Data for analysis Start Marker

PR #72, opened 2026-06-10
ID-148 Make non-ClaimResponse must support tests optional for v2.2.1 client …

FlexonyoPizza:
# Summary
Made non-ClaimResponse must support tests optional for v2.2.1 client suite in:
- pas_client_inquire_must_support_group.rb
- pas_client_inquire_response_must_support_group.rb
- pas_client_submit_must_support_group.rb
- pas_client_submit_response_must_support_group.rb

### DIFF
--- a/lib/davinci_pas_test_kit/client/generated/v2.2.1/pas_client_inquire_response_must_support_group.rb
+++ b/lib/davinci_pas_test_kit/client/generated/v2.2.1/pas_client_inquire_response_must_support_group.rb
@@ -39,9 +39,7 @@ module DaVinciPASTestKit
       test from: :pas_client_v221_inquire_response_must_support_pas_inquiry_response_bundle do
         optional
       end
-      test from: :pas_client_v221_inquire_response_must_support_claiminquiryresponse do
-        config(options: { user_input_validation: false })
-      end
+      test from: :pas_client_v221_inquire_response_must_support_claiminquiryresponse
       test from: :pas_client_v221_inquire_response_must_support_insurer do
         optional
       end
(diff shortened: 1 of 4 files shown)


lib/davinci_pas_test_kit/client/generated/v2.2.1/pas_client_inquire_response_must_support_group.rb
```diff
@@ -36,14 +36,30 @@ class PASClientInquireResponseMustSupportGroup < Inferno::TestGroup
...
-      test from: :pas_client_v221_inquire_response_must_support_requestor
-      test from: :pas_client_v221_inquire_response_must_support_beneficiary
-      test from: :pas_client_v221_inquire_response_must_support_practitioner
-      test from: :pas_client_v221_inquire_response_must_support_practitioner_role
-      test from: :pas_client_v221_inquire_response_must_support_task
+      test from: :pas_client_v221_inquire_response_must_support_pas_inquiry_response_bundle do
+        optional
+      end
+      test from: :pas_client_v221_inquire_response_must_support_claiminquiryresponse do
+        config(options: { user_input_validation: false })
```
ljtucker: Why did this particular line need a change? What does setting this config do differently than just allowing this test to run as before?

FlexonyoPizza: In must_support_test.rb, there's this if/else condition:
 
if user_input_validation
  skip_if resources_of_interest.blank?, "No #{resource_type} resources were found"
else
  assert resources_of_interest.present?, "No #{resource_type} resources were found"
end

Data for analysis End Marker

• [What is needed] Across the whole listing, every line must be copied exactly.

• [Exercise result]
PR #72, opened 2026-06-10
ID-148 Make non-ClaimResponse must support tests optional for v2.2.1 client …

FlexonyoPizza:
# Summary
Made non-ClaimResponse must support tests optional for v2.2.1 client suite in:
- pas_client_inquire_must_support_group.rb
- pas_client_inquire_response_must_support_group.rb
- pas_client_submit_must_support_group.rb
- pas_client_submit_response_must_support_group.rb

### DIFF
--- a/lib/davinci_pas_test_kit/client/generated/v2.2.1/pas_client_inquire_response_must_support_group.rb
+++ b/lib/davinci_pas_test_kit/client/generated/v2.2.1/pas_client_inquire_response_must_support_group.rb
@@ -39,9 +39,7 @@ module DaVinciPASTestKit
       test from: :pas_client_v221_inquire_response_must_support_pas_inquiry_response_bundle do
         optional
       end
-      test from: :pas_client_v221_inquire_response_must_support_claiminquiryresponse do
-        config(options: { user_input_validation: false })
-      end
+      test from: :pas_client_v221_inquire_response_must_support_claiminquiryresponse
       test from: :pas_client_v221_inquire_response_must_support_insurer do
         optional
       end
(diff shortened: 1 of 4 files shown)


lib/davinci_pas_test_kit/client/generated/v2.2.1/pas_client_inquire_response_must_support_group.rb
```diff
@@ -36,14 +36,30 @@ class PASClientInquireResponseMustSupportGroup < Inferno::TestGroup
...
-      test from: :pas_client_v221_inquire_response_must_support_requestor
-      test from: :pas_client_v221_inquire_response_must_support_beneficiary
-      test from: :pas_client_v221_inquire_response_must_support_practitioner
-      test from: :pas_client_v221_inquire_response_must_support_practitioner_role
-      test from: :pas_client_v221_inquire_response_must_support_task
+      test from: :pas_client_v221_inquire_response_must_support_pas_inquiry_response_bundle do
+        optional
+      end
+      test from: :pas_client_v221_inquire_response_must_support_claiminquiryresponse do
+        config(options: { user_input_validation: false })
```
ljtucker: Why did this particular line need a change? What does setting this config do differently than just allowing this test to run as before?

FlexonyoPizza: In must_support_test.rb, there's this if/else condition:
 
if user_input_validation
  skip_if resources_of_interest.blank?, "No #{resource_type} resources were found"
else
  assert resources_of_interest.present?, "No #{resource_type} resources were found"
end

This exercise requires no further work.